[Stored data]
PR #224, opened 2017-05-01
Add anchor-is-valid rule

AlmeroSteyn:
Continuing where #219 left off.

Summary:

Adding rule to check anchor validity:

**Should be button**
```
<a href="javascript:void(0)" />
<a href="javascript:void(0)" onClick={foo} />
<a href="#" onClick={foo}/>
<a onClick={foo}/>
```

Add a valid href
```
<a href="#" />
<a>
```

PASSES
```
<a href={somethingValid} />
<a href={somethingValid} onClick={foo} />
```


src/index.js
```diff
@@ -148,6 +149,7 @@ module.exports = {
       rules: {
         'jsx-a11y/accessible-emoji': 'error',
         'jsx-a11y/anchor-has-content': 'error',
+        'jsx-a11y/anchor-is-valid': 'error',
```
jessebeach: Make sure the rule is added to both the recommended and strict sections.

ljharb: Just a heads up that adding enabled rules to exported configs is a semver-major change.

AlmeroSteyn: Added in latest commit

AlmeroSteyn:
@jessebeach Thanks!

Task objective: Only those lines running from the one containing "Continuing where #219 left off." through the last line of the data above are to be copied, exactly, with both ends included.

Result of this exercise:
Continuing where #219 left off.

Summary:

Adding rule to check anchor validity:

**Should be button**
```
<a href="javascript:void(0)" />
<a href="javascript:void(0)" onClick={foo} />
<a href="#" onClick={foo}/>
<a onClick={foo}/>
```

Add a valid href
```
<a href="#" />
<a>
```

PASSES
```
<a href={somethingValid} />
<a href={somethingValid} onClick={foo} />
```


src/index.js
```diff
@@ -148,6 +149,7 @@ module.exports = {
       rules: {
         'jsx-a11y/accessible-emoji': 'error',
         'jsx-a11y/anchor-has-content': 'error',
+        'jsx-a11y/anchor-is-valid': 'error',
```
jessebeach: Make sure the rule is added to both the recommended and strict sections.

ljharb: Just a heads up that adding enabled rules to exported configs is a semver-major change.

AlmeroSteyn: Added in latest commit

AlmeroSteyn:
@jessebeach Thanks!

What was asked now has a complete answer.